DNS Tunneling: A Deep Learning based Lexicographical Detection Approach
This work addresses DNS tunneling detection for cybersecurity applications, presenting an incremental improvement with a simple CNN model and a new dataset.
The paper tackled the problem of detecting DNS tunneling attacks by proposing a Convolutional Neural Network (CNN) with minimal architecture complexity, achieving over 92% detection accuracy and a false positive rate near 0.8%. It also introduced a novel dataset for evaluation due to the lack of quality data.
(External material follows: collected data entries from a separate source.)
PR #460, opened 2018-07-23
Ping changes

vdantu:
*Issue #, if available:*

*Description of changes:*
"Ping" to return more information about the system. 
1. Added async update of number of workers running and number of workers configured
1. Ping command will run as a thread pool and return the response to avoid http-handler threads from being blocked.

### DIFF
--- a/frontend/server/src/main/java/com/amazonaws/ml/mms/http/HttpRequestHandler.java
+++ b/frontend/server/src/main/java/com/amazonaws/ml/mms/http/HttpRequestHandler.java
@@ -120,7 +120,7 @@ public class HttpRequestHandler extends SimpleChannelInboundHandler<FullHttpRequ
     }
 
     private void handlePing(ChannelHandlerContext ctx) {
-        NettyUtils.sendJsonResponse(ctx, new StatusResponse("healthy"));
+        ModelManager.getInstance().workerStatus(ctx);
     }
 
     private void handleModelsApi(
--- a/frontend/server/src/main/java/com/amazonaws/ml/mms/http/ErrorResponse.java
+++ b/frontend/server/src/main/java/com/amazonaws/ml/mms/http/ErrorResponse.java
@@ -18,8 +18,7 @@ public class ErrorResponse {
     private String type;
     private String message;
 
-    public ErrorResponse() {
-    }
+    public ErrorResponse() {}
 
     public ErrorResponse(int code, String message) {
         this.code = code;
--- a/frontend/server/src/main/java/com/amazonaws/ml/mms/wlm/ModelManager.java
+++ b/frontend/server/src/main/java/com/amazonaws/ml/mms/wlm/ModelManager.java
@@ -16,7 +16,10 @@ import com.amazonaws.ml.mms.archive.InvalidModelException;
 import com.amazonaws.ml.mms.archive.Manifest;
 import com.amazonaws.ml.mms.archive.ModelArchive;
 import com.amazonaws.ml.mms.common.ErrorCodes;
+import com.amazonaws.ml.mms.http.StatusResponse;
 import com.amazonaws.ml.mms.util.ConfigManager;
+import com.amazonaws.ml.mms.util.NettyUtils;
+import io.netty.channel.ChannelHandlerContext;
 import io.netty.handler.codec.http.HttpResponseStatus;
 import java.util.List;
 import java.util.Map;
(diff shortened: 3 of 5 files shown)


frontend/server/src/main/java/com/amazonaws/ml/mms/http/HttpRequestHandler.java
```diff
@@ -127,7 +129,22 @@ private void handleListModels(ChannelHandlerContext ctx, FullHttpRequest req) {
     }
 
     private void handlePing(ChannelHandlerContext ctx) {
-        NettyUtils.sendJsonResponse(ctx, new StatusResponse("healthy"));
+        Map<String, String> status = new HashMap<>();
+        Map<String, Model> models = ModelManager.getInstance().getModels();
```
frankfliu: This list may become large. It's better we only return overall status.
We have list models and describe model api, user can use that the retrieve each models status.

frontend/server/src/main/java/com/amazonaws/ml/mms/http/HttpRequestHandler.java
```diff
@@ -127,7 +129,22 @@ private void handleListModels(ChannelHandlerContext ctx, FullHttpRequest req) {
...
+        HttpResponseStatus ret = HttpResponseStatus.OK;
+        for (Map.Entry<String, Model> m : models.entrySet()) {
+            int numScaled = m.getValue().getMinWorkers();
+            int numWorking = m.getValue().getCurrentWorkers().get();
+            String s = numScaled + "/" + numWorking;
+            if (numScaled > 0) {
```
frankfliu: This might be problematic if the model thread is restarting.

frontend/server/src/main/java/com/amazonaws/ml/mms/wlm/Model.java
```diff
@@ -44,6 +45,15 @@ public Model(ModelArchive modelArchive, int queueSize) {
...
         jobsDb.putIfAbsent(DEFAULT_DATA_QUEUE, new LinkedBlockingDeque<>(queueSize));
         failedInfReqs = new AtomicInteger(0);
+        currentWorkers = new AtomicInteger(0);
+    }
+
+    public AtomicInteger getCurrentWorkers() {
+        return currentWorkers;
+    }
+
+    public void setCurrentWorkers(AtomicInteger currentWorkers) {
```
frankfliu: It doesn't seem right have a getter/setter for currentWorkers.

frontend/server/src/main/java/com/amazonaws/ml/mms/http/HttpRequestHandler.java
```diff
@@ -127,7 +129,22 @@ private void handleListModels(ChannelHandlerContext ctx, FullHttpRequest req) {
...
+                ret = HttpResponseStatus.NOT_FOUND;
+                if (numWorking > 0) {
+                    ret = HttpResponseStatus.OK;
+                }
+            }
+            status.put(m.getKey(), s);
+        }
+        NettyUtils.sendJsonResponse(ctx, new StatusResponse(JsonUtils.GSON.toJson(status)), ret);
```
frankfliu: The response is always 200, so the checking of models status doesn't add any value to this API.

frontend/server/src/main/java/com/amazonaws/ml/mms/wlm/Model.java
vdantu: True. I will remove this setter. I think get should be enough.

frontend/server/src/main/java/com/amazonaws/ml/mms/http/HttpRequestHandler.java
vdantu: It does seem a lot. Question is do we foresee handling 1000's of models at once. If not, this should be OK I think. In any case, I can change this and wait on feedback from customers on if this is useful.
For now I will return one of the two error codes 200 (OK) and 206 (Partial content) to distinguish between all the workers are running and only some of the workers are running, in case of SUCCESS. I will make that change.

frontend/server/src/main/java/com/amazonaws/ml/mms/http/HttpRequestHandler.java
vdantu: That should be OK. The idea here is that we display how many they assigned and how many they have running and ready to serve. This is not used for scaling, customers will be asked to use the "list" command to scale and that will have all the state info.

Domain Name Service is a trusted protocol made for name resolution, but during past years some approaches have been developed to use it for data transfer. DNS Tunneling is a method where data is encoded inside DNS queries, allowing information exchange through the DNS. This characteristic is attractive to hackers who exploit DNS Tunneling method to establish bidirectional communication with machines infected with malware with the objective of exfiltrating data or sending instructions in an obfuscated way. To detect these threats fast and accurately, the present work proposes a detection approach based on a Convolutional Neural Network (CNN) with a minimal architecture complexity. Due to the lack of quality datasets for evaluating DNS Tunneling connections, we also present a detailed construction and description of a novel dataset that contains DNS Tunneling domains generated with five well-known DNS tools. Despite its simple architecture, the resulting CNN model correctly detected more than 92% of total Tunneling domains with a false positive rate close to 0.8%.